The back-ground. This is such an immense subject that I will only comment on it in the form of criticism of my own, including its gaps.
1. My quarrel with the way I was taught history. a. History of other countries: a succession of military or other "great" men; no concept of the peoples, their powers, or the forces behind their actions. b. History of the U.S.; a succession of self-congratulation on how brave, strong, honest, we are, and always have been. I wonder is it possible to teach history as a study of the social pressures on man, and his attempts to solve them.
As part and parcel of this approach is a deliberate attempt to avoid getting lost in politics, intrigue, & campaigns, and to consider the problems of the life of the people. This is to be put in a setting of the peoples around, not divorced from all surroundings. As a part of "history" is a study of "political science", i.e. of the forms of government - and an attempt to evaluate these forms. This should start early. "History" should include a study of the ways of livelihood of the peoples - i.e. economics. (Not a study of economic theories, etc. which is something else again, but a general picture of how people lived.)
Maybe these things are impossible, in practice, but it would seem that when one gets through with one's formal education, one would like to be left with more than a vague memory of a few big men, who fought wars (for unremembered causes), who made edicts or coups or mergers.

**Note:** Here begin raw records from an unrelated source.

PR #8, opened 2020-04-10
[Feature] Provides ability to disable weather fetching and display

camspiers:
Personally, displaying the weather doesn't have a lot of use for me
but additionally I ran into an issue where the API you are using
ratelimited call from my IP address, I guess because it was
overfetching.

This doesn't fix the ratelimited issue, but instead at least gives
people the ability to turn the feature off.

Test Plan:

In `~/.tmux.conf` set the following:

```
set -g @plugin 'tmux-plugins/tpm'
set -g @dracula-show-weather false
set -g @plugin 'camspiers/tmux'
run -b '~/.local/share/tmux/plugins/tpm/tpm'
```

Ensure that weather module no longer loads.

In `~/.tmux.conf` set the following:

```
set -g @plugin 'tmux-plugins/tpm'
set -g @dracula-show-weather true
set -g @plugin 'camspiers/tmux'
run -b '~/.local/share/tmux/plugins/tpm/tpm'
```

Ensure that weather module does stil load.

### DIFF
--- a/README.md
+++ b/README.md
@@ -24,6 +24,17 @@ All instructions can be found at [draculatheme.com/tmux](https://draculatheme.co
 
 Compatible with macOS and Linux. Tested on tmux 3.0a
 
+## Options
+
+### `@dracula-show-weather`
+
+The weather module can be disabled by adding the following line to your
+`~/.tmux.conf`:
+
+```
+set -g @dracula-show-weather false
+```
+
 ## Team
 
 This theme is maintained by the following person(s) and a bunch of [awesome contributors](https://github.com/dracula/tmux/graphs/contributors).
--- a/scripts/dracula.sh
+++ b/scripts/dracula.sh
@@ -3,10 +3,22 @@
 # a tmux color scheme inspired by dracula
 # author: Dane Williams
 
+get_tmux_option() {
+  local option=$1
+  local default_value=$2
+  local option_value=$(tmux show-option -gqv "$option")
+  if [ -z $option_value ]; then
+    echo $default_value
+  else
+    echo $option_value
+  fi
+}
+
 main()
 {
   # set current directory variable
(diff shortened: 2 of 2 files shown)


danerwilliams:
@camspiers ,

This is great. Just tested it out and everything works awesome. I'm gonna go ahead and merge the request. Making the theme more modular to suit everyone's needs is ideal so I'm glad you made this PR. 

Aside from that, may I ask how long you were using it before you got request rate limited? I get the current location from ipinfo.io which allows for 1000 requests per day with out authentication. The weather is then scraped from the web based on the location data obtained. The weather and location is supposed to be updated every 20 minutes so it seems a bit odd to me that you would get rate limited.

camspiers:
It was probably a few hours before I got error messages (some json) showing up in the tmux status line. Perhaps the caching wasn't working or something? Unsure.

Thanks for the plugin btw!

danerwilliams:
hmmm that's interesting. I use it all day sometimes and don't have issues but I'll look in to at least handling the rate request limit more gracefully so it doesn't just throw a bunch of json in to the status bar which I'm sure is obnoxious.

Sicnus:
Not sure where to put this and I understand this is probably the wrong place...  but the weather is being pulled from a city that's over 100 miles away from me?  I see the code in  ~/.tmux/plugins/tmux/scripts/weather.sh  and I guess I could tweak that, but it'd be nice if I could simply put a zip code preference in my .tmux.conf file to override any magic IP location gathering bits: 

set -g @dracula-show-weather 31211

?  or something like that?  Not really sure, anyway thanks so much for the work you've done.

danerwilliams:
@Sicnus can you open a new issue for this?

Sicnus:
Yessir. and thanks!

PR #10, opened 2020-04-11
Handling the 429 response limit error

cnrmrphy:
admittedly i can't test this for the use case where it doesn't 429 for at least another 20 something hours


danerwilliams:
I just tested it out and I get Request Limit Reached even though I have not reached my request limit. Maybe look in to the regex parsing or something to make sure that it is parsing correctly when the request limit has not been reached?

danerwilliams:
still the same issue with the new commit

danerwilliams:
Just tested it out and it is working great now on my end. Going to squash and merge since there are so many commits here.

Issue #11, opened 2020-04-18
Ability to set custom site for network check or have a option to disable it


SquallATF:
Because China cannot access google.com.

danerwilliams:
Closing this issue thanks to [Add options to disable battery and network #13](https://github.com/dracula/tmux/pull/13). I am going to change the default ping from google.com to github.com since presumably anyone using this tmux extension would have access to github.com in their country.

PR #13, opened 2020-04-20
Add options to disable battery and network

### LINKED ISSUE #12: Add ability to remove battery, weather, location and smiley face
The theme is fantastic, but as of right now only weather can be disabled. Some of the stuff that comes included seems unnecessary to me, being able to select which widgets I want and which ones I don't would be greatly appreciated.

smarquez1:
Related to #11 and #12


danerwilliams:
Thanks for contributing! This is great 👍

Issue #15, opened 2020-04-24
add Celsius support


PowerSnail:
Is it possible to support Celsius for temperature?

Thanks!

danerwilliams:
Good idea. Let’s add another configuration option which allows for toggling between Fahrenheit and Celsius on the weather/temperature.

danerwilliams:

2. Big gap: Anthropology. Really a course in orientation, the origins of people everywhere.
3. One very essential component: A pretty thorough working knowledge of physics. The wonders of the world of tomorrow from jet propulsion to electronics, will need to be understood.
4. Geography was a bore. It should be made to live. A concept of geo-politics should find its way into our teaching of geography. We should study geography again in high-school or college. It would include both terrain and its resources as well as the peoples who dwell thereon. We know little enough about what exists and goes on in this world of ours.
5. The pure arts: literature, art, and music, etc., should receive sufficient emphasis to form a background for a lifetime's enjoyment, to help create taste. But, unless closely correlated with the study of the people of a country (i.e. the history of it) they should not be made a "major."
6. Government or political science: An eminently practical study of government in America, as it is done, not as it is written.
Don't think I have forgotten the personal elements of education, the fun, the comradeship, the hunting & fishing, basketball, etc. This letter is about the academic side of things. It is a protest against my own education, and a confession of ignorance. I would like to have had a more practical education; I would like to see Henry have one. I should like him to be educated to be a citizen of the world.
I shall be interested to hear your reactions to this. You have strong feelings about these things.
So much for tonite, darling. It is late, and I must to bed. The Reds are pushing into Germany tonite, pressing ever closer to the end of this phase of the business.